I know it’s a lame, insignificant issue to have, and trust me when I say that I personally have lots of other, more important things to worry about right now. But that’s why I’m focusing my attention on the Wii/scale problems…because I don’t want to think about the rest of it.

I just want to know what I weigh down to a tenth of a pound, is that too much to ask?!

;)

Anyway, since I don’t trust my regular scale, I’m reporting inches today.

And I would like to note that I am an idiot. What I have been reporting as my hip measurement is actually my thigh/butt measurement. Yeah, I not only took anatomy as part of my biology class in high school, but I also took an anatomy class in art school as part of life drawing, and I still can’t find my ass.

I know…I’m awesome.

Anyway, here we go with my partial, but accurately labeled, measurements for this week…

7/12/10
Weight: ???
BMI: ???

Waist: 32″
Hips: 39″
Thighs: 41″

Change since last weigh-in (6/28):
Weight: ?
BMI: ?
Waist: gain of 1″
Hips: ?
Thighs: loss of .25″

Total
Total Weight Loss: (8.5lbs.?)
Total BMI Loss: (1.7?)
Total Inches Lost in Waist: 4″
Total Inches Lost in Hips: 1.5″

The past couple of weeks have been weird, so I haven’t really been as good as I should have been on the portion control and activity level. And then the Wii’s untimely death has left me feeling empty and lost (I know, pathetic, right?), and I just haven’t felt like getting on here and giving you guys my half-assed updates. Hopefully there will be more good news in the near future.

A Preview of Things to Come

Thursday, July 8th, 2010

Sadie wearing bows

For most of her life, Sadie has refused to wear bows in her hair, much to the disappointment of her grandmothers.

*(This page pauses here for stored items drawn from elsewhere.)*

PR #428, opened 2021-03-12
Add Flatpak

kevinsmia1939:
This Flatpak manifest still does not build correctly. But hopefully will get more attention in the future.


mleotta:
If we could download at build time that would make this whole process a lot easier and easier to maintain as well.  Otherwise as package versions change in fletch we will need to update them in the flatpak manifest as well.  It will be easy for these to get out of sync.  I came across this post about downloading at build time in flatpak:

https://casept.github.io/post/flatpak-download-at-buildtime/

Would this work here?

kevinsmia1939:
> me that would make this whole process a lot easier and easier to maintain as well. Otherwise as package versions change in fletch we will need to update them in the flatpak manifest as well

It could work, but I think it might now be allow to submit to Flathub, they really care about reproducible build.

We would put a bow or clip in her hair, and she would pull it out as soon as we removed our hands.

Even though she is super girly in all other respects (loves purses, shoes, dresses and make-up), she has never been a fan of having things in her hair.

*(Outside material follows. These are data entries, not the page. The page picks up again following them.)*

PR #441, opened 2021-04-06
User Guide converted to RST

jacobderosa:
The user guide was converted from a PDF to RST such that it can be viewed on readthedocs.


mleotta:
Can you access this link?
https://readthedocs.org/projects/telesculptor/builds/13441438/

or maybe this one: https://readthedocs.org/api/v2/build/13441438.txt

The build failed.

mleotta:
Oh, it links it right from the Github PR as a CI test, very cool.  So you
should be able to iterate on the PR until it works.

mleotta:
I don't think we should check in the generated files in `_build`

jacobderosa:
The build failed because it didn't know to look for index.rst. It was looking for contents.rst, which is the default, but it should be fixed now. I'll remove the _build folder.

doc/conf.py
```diff
@@ -0,0 +1,55 @@
...
+# This pattern also affects html_static_path and html_extra_path.
+exclude_patterns = ['_build', 'Thumbs.db', '.DS_Store']
+
+
+# -- Options for HTML output -------------------------------------------------
+
+# The theme to use for HTML and HTML Help pages.  See the documentation for
+# a list of builtin themes.
+#
+html_theme = 'alabaster'
```
mleotta, line 47: Can you change the theme to "sphinx_rtd_theme"?

doc/manuals/advancedconfig.rst
```diff
@@ -0,0 +1,97 @@
...
+
+Note that the "max_frames" parameter is in the "feature_tracker" scope and scope must be specified either using block/endblock notation or with a prefix before a colon.
+
+Printing all KLV metadata
+===========================
+
+The TeleSculptor application loads KLV metadata and display it in a viewer, but there is no way to export this data in batch.  However, the installer does provide the kwiver command 
+line tool that has an applet that will print out all metadata in a video.  This applet is called “dump_klv”. The default installation path is
+
+**C:\Program Files\TeleSculptor 1.1.0\bin\kwiver.exe**
```
mleotta, line 89: The `\` character is an escape character and so these paths don't format correctly.  I think you need to use one of the following:

    **C:\\Program Files\\TeleSculptor 1.1.0\\bin\\kwiver.exe**
    ``C:\Program Files\TeleSculptor 1.1.0\bin\kwiver.exe``

or in a literal block like this

    The default installation path is::

        C:\Program Files\TeleSculptor 1.1.0\bin\kwiver.exe

note the `::` and the indentation.

mleotta: I've been thinking that we might also want to replace all instances of the current TeleSculptor version with a substitution like this

    **C:\\Program Files\\TeleSculptor |version|\\bin\\kwiver.exe**

    **“C:\\Program Files\\TeleSculptor |version|\\bin\\kwiver.exe” dump_klv video_file.mpeg**

and then at the end of the file, or probably in a file that gets included, we have

    .. |version| replace:: 1.1.0 

This way when we update the version we only have one place to change it.  Or possibly in the future we can have CMake write this file with the correct version number in it.

doc/manuals/installation.rst
```diff
@@ -0,0 +1,93 @@
+.. _installation:
+
+.. |telesculptor_install_1| image:: /images/telesculptor_install_1.png
+   :width: 49 %
```
mleotta, line 4: We don't need to force these to be half page width and make them fit two across.  That was just done to make them fit better on the page in Word.  Here they can be full size images (or maybe 80% width if full size looks too large) and they could be one on each line.  Fitting two on a line doesn't seem to work reliably in RST.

But she was recently the flower girl in a wedding, and they wanted her to wear a bow. It just so happened that the bride was one of Sadie’s favorite people ever, and the groom was the target of more than a few of Sadie’s little three-year-old flirtations, so since they wanted her to wear the bow, she did.

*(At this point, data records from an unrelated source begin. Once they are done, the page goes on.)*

PR #471, opened 2021-05-07
only zoom to landmarks if landmarks have a valid size

### LINKED ISSUE #452: "Zoom to Landmarks" broken with no landmarks
The `Zoom to Landmarks` feature is currently broken when there are no landmarks.  The camera view is destroyed and there is no way to recover by zooming to all data.  If there are no landmarks, the zoom to landmarks feature should not do anything or possibly should be greyed out.

mleotta:
fixes #452

### DIFF
--- a/doc/release-notes/release.txt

And now, she will occasionally let us put a bow in her hair.

I think it’s cute…she just looks so sweet and “little girly” when she has a bow in her hair. But I’ve never really been a “bow” kind of girl, and I don’t want to force it on her if she doesn’t like it.

But her Daddy…he basically melts when he sees her like that. He loves seeing her hair in little pony tails and full of bows and ribbons. He tries to put it up ever chance he gets, even though he knows there is only a one percent chance it will still be fixed that way in five minutes. He just loves it that much.

And her grandmothers just about die.

This particular day, The Mama-In-Law got this little yellow bow in Sadie’s hair, and in the interest of sharing the moment with those who would truly appreciate it (aka – Daddy), I made sure to get photos.

Sadie wearing bows

You can see how thrilled she was with my taking her picture.

It went like this…

Me: Sadie, please, just sit still and smile for like five seconds and we’ll be done.
Her: NO!
Me: Please? With sugar on top? Daddy would love to see a picture of you with your pretty bow in your hair.
Her: No! I wanna play. Don’t want pictures.
Me: Really, five seconds. You can do it. Please?
Her: MAAAA-OMMMMMM!!! No! Don’t wanna!
Me: *sigh* Ok *click* whatever…let’s go play.

I’m sure we’ve got many years of this conversation ahead of us.